### DATASET EXTRACT
PR #218, opened 2023-07-10
Minimal systemd test configuration

mbssrc:
This is a first draft for minimal systemd implementation in Ghaf, for discussion only. Do not merge!

Changes:

- Added minimal systemd package configuration
- Added 2 new modules: host systemd configuration and boot (systemd in initrd) configuration, tested on vm and generic-x86
- Added netvm configuration, but currently does nothing. Requires discussion how to integrate into microvm

Notes:

- This draft only showcases the options for the systemd configuration. The general idea is to have a minimal configuration, and then add required features in the different parts of the system (i.e., boot/initrd, host, system-vms, etc.)
- The many commented options are to ease testing 

Points for discussion:

- General consent on the way to modularize and configure systemd in Ghaf
- Way forward to integrate systemd confs into microvm / system vms 

-- Update 31.07.23:

General:
- Package configuration now based on upstream `minimalSystemd` with additional parameters (e.g., removed kexec) 
- Minimal systemd is now default host configuration for all systems. Tested on vm, generic-x86, and icicle.
 
 Host configuration:
- Added Ghaf configuration options to account for 1) features to be removed from host in the future, 2) features to be enabled in certain configurations, and 3) solve some interdependencies. These options determine the systemd build flags
- Suppress and thus remove system unit files. This currently seems to be the better option compared trying to disable them (e.g.,  `services.systemd-kexec.enable = false;` ), which works for many and would mask the service, but leads to build failures. The current configuration removes some units unconditionally for all configurations, a number conditionally depending on the ghaf options, and others in debug mode. Some user unit files are also conditionally masked.

Stage1 configuration:
- As of now, stage1 systemd only works for vm builds

Future work:
- Currently looking into removing binaries as part of `postInstall`
- Systemd service hardening work can start once this is merged
- Once we build a 'full' system image for VMs we can build individual systemd configurations


modules/systemd/boot.nix
```diff
@@ -0,0 +1,109 @@
...
+    withKmod = true;
+    withTpm2Tss = true;
+  };
+    
+  # Excluded systemd units for initrd
+  excludedInitrdUnits = [
+      
+    # Targets
+    # "basic.target"
+    # "swap.target"
```
vilvo, line 34: We might want `swap`. Minimal host could be allocated minimal RAM mitigated with `swap`. `swap` can be encrypted.
No swap can lead to OoO and poor perf in general.

modules/systemd/boot.nix
```diff
@@ -0,0 +1,109 @@
...
+    "sys-kernel-config.mount"
+    "systemd-modules-load.service"        
+    "systemd-halt.service"
+    "sigpwr.target"
+    "rescue.service"
+    "systemd-journald.service"
+    "systemd-poweroff.service"
+    "systemd-reboot.service"
+    "systemd-sysctl.service"
+    "systemd-ask-password-console.service"
```
vilvo, line 74: Would 
`(if config.ghaf.profiles.debug.enable then "systemd-ask-password-console.service" else "")`
work here?

modules/systemd/boot.nix
mbssrc: The elements not commented are here the surpressed units, so the ones commented out are included. Also note that this is only for the systemd in initrd (so stage 1 of the boot), not the host systemd configuration or other.

modules/systemd/boot.nix
mbssrc: Same as above for the options. My approach here was to disable all shell access except for emergency access in debug, as in stage 1 there should be no need to access other than debugging. For the host configuration, something along the lines of what you suggested should be implemented though, also keeping in mind the host only configuration. As of now, I only excluded `getty.target ` as I think this was causing the glitch in vm configuration...

modules/systemd/boot.nix
```diff
@@ -0,0 +1,109 @@
...
+    # Targets
+    # "basic.target"
+    # "swap.target"
+    # "initrd.target"
+    # "initrd-fs.target"
+    # "initrd-switch-root.target"
+    # "initrd-root-device.target"
+    # "initrd-root-fs.target"
+    # "sysinit.target"
+    (if config.ghaf.profiles.debug.enable then "emergency.target" else "")
```
remimimimimi, line 41: It would be cleaner if you rewrite this way
```nix
[
  # targets
] ++ lib.optional config.ghaf.profiles.debug.enable "emergency.target";
```

remimimimimi (changes requested):

modules/systemd/boot.nix
mbssrc: yes will do that - thanks

modules/systemd/minimal.nix
```diff
@@ -0,0 +1,58 @@
+# Copyright 2022-2023 TII (SSRC) and the Ghaf contributors
+# SPDX-License-Identifier: Apache-2.0
+{
+  pkgs,
+}: {
+
+  # Minimal Systemd as per /nixpkgs/pkgs/top-level/all-packages.nix
+  # + additional options as per /nixpkgs/pkgs/os-specific/linux/systemd/default.nix
+  minimalSystemd = pkgs.systemd.override {
```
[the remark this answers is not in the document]
mbssrc: I have experimented with that - it makes sense if we would override options that are not exposed, which is not the case at the moment. Do you have any optimization in mind where we could utilize an overlay?

Personally I'd like using an overlay, but this is not necessarily shared by everyone. I propose we introduce it when we have a reason to. Opinions welcome.

modules/systemd/netvm.nix
```diff
@@ -0,0 +1,69 @@
...
+    pname = "netvm-systemd";
+    withAcl = true;
+    # withAnalyze = true;
+    # withApparmor = true;
+    # withAudit = true;
+    withCompression = true;
+    withCoredump = true;
+    # withCryptsetup = true;
+    # withDocumentation = true;
+    withEfi = pkgs.stdenv.hostPlatform.isEfi;
```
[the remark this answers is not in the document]
mbssrc: The general idea was to turn all options off, and enable where needed. So turning it off by default does exactly what you suggest? Or am I missing your point?

modules/systemd/host.nix
```diff
@@ -0,0 +1,345 @@
...
+    withTimedated = true;
+    withTimesyncd = cfg.withNetwork;
+    withTpm2Tss = cfg.withTpm;
+    withUtmp = cfgDebug || (cfg.withAudit && cfg.withLogin);
+  };
+
+  # Definition of suppressed system units in systemd configuration. This removes the units and has priority.
+  # Required to avoid build failures when only disabling the units, and removes unit files in '/etc'. Note that
+  # errors will be silently ignored.
+  systemUnitConfiguration =
```
mikatammi, line 48: I think `suppressedSystemUnits` would be more descriptive name. Then below you could just say `inherit suppressedSystemUnits`

modules/systemd/host.nix
```diff
@@ -0,0 +1,345 @@
...
+
+        # @TODO: Add system service configurations
+        # Service configuration
+        services = {
+          systemd-logind.enable = cfg.withLogin;
+          timesyncd.enable = cfg.withNetwork;
+        };
+
+        # Disable default system units
+        suppressedSystemUnits = systemUnitConfiguration;
```
mikatammi, line 339: Related to comment on line 48:
Here you could then just say `inherit suppressedSystemUnits;`

modules/systemd/host.nix
```diff
@@ -0,0 +1,345 @@
...
+  cfgDebug = config.ghaf.profiles.debug.enable;
+  cfgGui = config.ghaf.graphics.weston.enable;
+
+  # Override minimal with host configuration set
+  packageConfiguration = pkgs.systemdMinimal.override {
+    pname = "host-systemd";
+    withAcl = true;
+    withAnalyze = cfg.withAnalyze;
+    withAudit = cfg.withAudit;
+    withCompression = cfgDebug || cfg.withVirtualization;
```
mikatammi, line 20: Why disable compression of journal file blocks at all? Maybe we should also think what do we do with systemd-journalling on release-build?

mikatammi (commented):
I will report more things as I go forward with the testing of the functionalities.

I want to say generally this patch looks very good and promising work. There's just still work to do before it is merge-ready

mikatammi (changes requested):
Few things I noticed while testing this with AGX Orin. I'm currently working remotely so I cannot verify does graphical stuff (Weston) work, and I'm using AGX Orin because it's the easiest platform to develop with when working remotely.

On AGX Orin: Even though I enable `ghaf.systemd.host.withSerial = true;` , I don't get the login prompt on serial port.



Then my system logs get filled with this kind of message:
```
Aug 03 18:43:32 ghaf-host systemd[1]: systemd-timesyncd.service: Got notification message from PID 890 (WATCHDOG=1)
Aug 03 18:43:42 ghaf-host systemd[1]: systemd-oomd.service: Got notification message from PID 887 (WATCHDOG=1)
Aug 03 18:43:46 ghaf-host systemd[1]: systemd-networkd.service: Got notification message from PID 1120 (WATCHDOG=1)
Aug 03 18:44:00 ghaf-host weston[1199]: [18:44:00.100] atomic: couldn't commit new state: Permission denied
Aug 03 18:44:00 ghaf-host weston[1199]: [18:44:00.100] repaint-flush failed: No such file or directory
Aug 03 18:44:12 ghaf-host systemd[1]: systemd-udevd.service: Got notification message from PID 815 (WATCHDOG=1)
Aug 03 18:44:12 ghaf-host systemd[1]: systemd-resolved.service: Got notification message from PID 888 (WATCHDOG=1)
Aug 03 18:44:28 ghaf-host systemd[1]: systemd-oomd.service: Got notification message from PID 887 (WATCHDOG=1)
Aug 03 18:44:28 ghaf-host systemd[1]: systemd-journald.service: Got notification message from PID 794 (WATCHDOG=1)
Aug 03 18:44:31 ghaf-host systemd[1]: systemd-networkd.service: Got notification message from PID 1120 (WATCHDOG=1)
Aug 03 18:44:42 ghaf-host systemd[1]: systemd-timesyncd.service: Got notification message from PID 890 (WATCHDOG=1)
Aug 03 18:45:00 ghaf-host weston[1199]: [18:45:00.104] atomic: couldn't commit new state: Permission denied
Aug 03 18:45:00 ghaf-host weston[1199]: [18:45:00.104] repaint-flush failed: No such file or directory
Aug 03 18:45:12 ghaf-host systemd[1]: systemd-logind.service: Got notification message from PID 1021 (WATCHDOG=1)
Aug 03 18:45:13 ghaf-host systemd[1]: systemd-oomd.service: Got notification message from PID 887 (WATCHDOG=1)
Aug 03 18:45:16 ghaf-host systemd[1]: systemd-networkd.service: Got notification message from PID 1120 (WATCHDOG=1)
```

I don't know if this is bad or not, the same happens also on generic-x86 build. IMO the serial login should be made working on debug build though.

modules/systemd/host.nix
mbssrc: Good point - was only thinking of coredump compression at the time, and also was unsure about how to deal with journaling in this configuration, as I anticipated we currently need it even in release. 
Let's discuss a strategy for that - probably we want encrypted logs on release, and auditd by default for the time being.

mbssrc:
> Few things I noticed while testing this with AGX Orin. I'm currently working remotely so I cannot verify does graphical stuff (Weston) work, and I'm using AGX Orin because it's the easiest platform to develop with when working remotely.
> 
> On AGX Orin: Even though I enable `ghaf.systemd.host.withSerial = true;` , I don't get the login prompt on serial port.
> 
> I don't know if this is bad or not, the same happens also on generic-x86 build. IMO the serial login should be made working on debug build though.

You also need the `getty.target ++`, which I disabled whenever GUI is present, because of the gaphics glitch in the vm build. Seeing that it's used, can change this to `++ (lib.optionals (cfgGui && (!cfgDebug)) [ `, so the getty would be present in all headless configurations and all GUI configurations in debug. mode

PR #223, opened 2023-07-14
Enable audio on host

nesteroff:
Currently we have multiple applications that are running on host and require audio support. This PR adds the ability to use a USB headset as an audio device.

How to test:
1. Connect a USB headset to the device and reboot it.
2. Make sure the headset has 0 index in the cards list `cat /proc/asound/cards`.
3. Open Chromium and play any video with audio.
4. Run `alsamixer` in the terminal in order to change the volume.

Tested on Nvidia Orin AGX with Sennheiser PC 8 USB Headset.


nesteroff:
Closed this one since we don't need audio on host anymore.

PR #211, opened 2023-07-03
switch to nixpkgs branch, which contains recent fixes

avnik:
This branch contain fixes for clang (not yet accepted into stable), and fixes for perl-Module-Build

PR #224, opened 2023-07-17
Backport fixes for perl cross-build

avnik:
This is another take on perl fixes, avoiding forked nixpkgs. Replace #211 
Builds with `enableDemoApplications = false` with  `nix build -L ".#nvidia-jetson-orin-agx-debug-from-x86_64-flash-script" --cores 16 `.  Fails with final image generation (as generator not fixed yet)


mikatammi (approved):
LGTM, and even tested I get into the phase where it tries to build the nixos-disk-image

overlays/cross-compilation.nix
```diff
@@ -5,6 +5,41 @@
 #
 {...}: {
   nixpkgs.overlays = [
-    (final: prev: {})
+    (final: prev: let
+      crossCompiling = prev.stdenv.buildPlatform != prev.stdenv.hostPlatform;
```
mikatammi, line 9: I think we might not necessarily need to do this since we are anyway including this overlay only on cross-compiled builds

overlays/cross-compilation.nix
```diff
@@ -5,6 +5,41 @@
...
+      filterOutByName = name: builtins.filter (x: (builtins.baseNameOf x) != name);
+      # FIXME: should be prev.buildPackages.fetchpatch2, why I can't use fetchpatch2 here
```
mikatammi, line 11: Does final.buildPackages.fetchpatch2 work? Or final.fetchpatch2?

mikatammi (commented):
Actually few questions

overlays/cross-compilation.nix
avnik: doesn't worked for me, but I believe GH yield stable commits, so we can hash it

overlays/cross-compilation.nix
avnik: Correct, but we don't need this patch applied for buildPackages (which happens when we apply patch unconditionally here), but only for target build

mikatammi:
We will need to find another solution for the `fetchPatch`, my Hydra is full of evaluation errors now, similar to:

```
in job ‘nvidia-jetson-orin-nx-debug-from-x86_64.x86_64-linux’:
error: access to URI 'https://raw.githubusercontent.com/ck3d/nixpkgs/2d6f287f403f11f48bba19e2b2f2a7050592d51a/pkgs/development/interpreters/perl/cross.patch' is forbidden in restricted mode

```

overlays/cross-compilation.nix
mikatammi: I don't know if I will soon hit some other problem, but using both final.buildPackages.fetchpatch2 and prev.buildPackages.fetchpatch2 at least evaluates for me, and starts building. Maybe there's error to come back to

PR #225, opened 2023-07-17
TMP reduce image size

brianmcgillion:


brianmcgillion:
https://github.com/NixOS/nixpkgs/blob/master/nixos/modules/config/system-path.nix defaultPackages set here

brianmcgillion:
Out of date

### PROBLEM TO SOLVE
Return, from the material above, each line holding the string "additional".

### EXERCISE RESPONSE
- Package configuration now based on upstream `minimalSystemd` with additional parameters (e.g., removed kexec) 
+  # + additional options as per /nixpkgs/pkgs/os-specific/linux/systemd/default.nix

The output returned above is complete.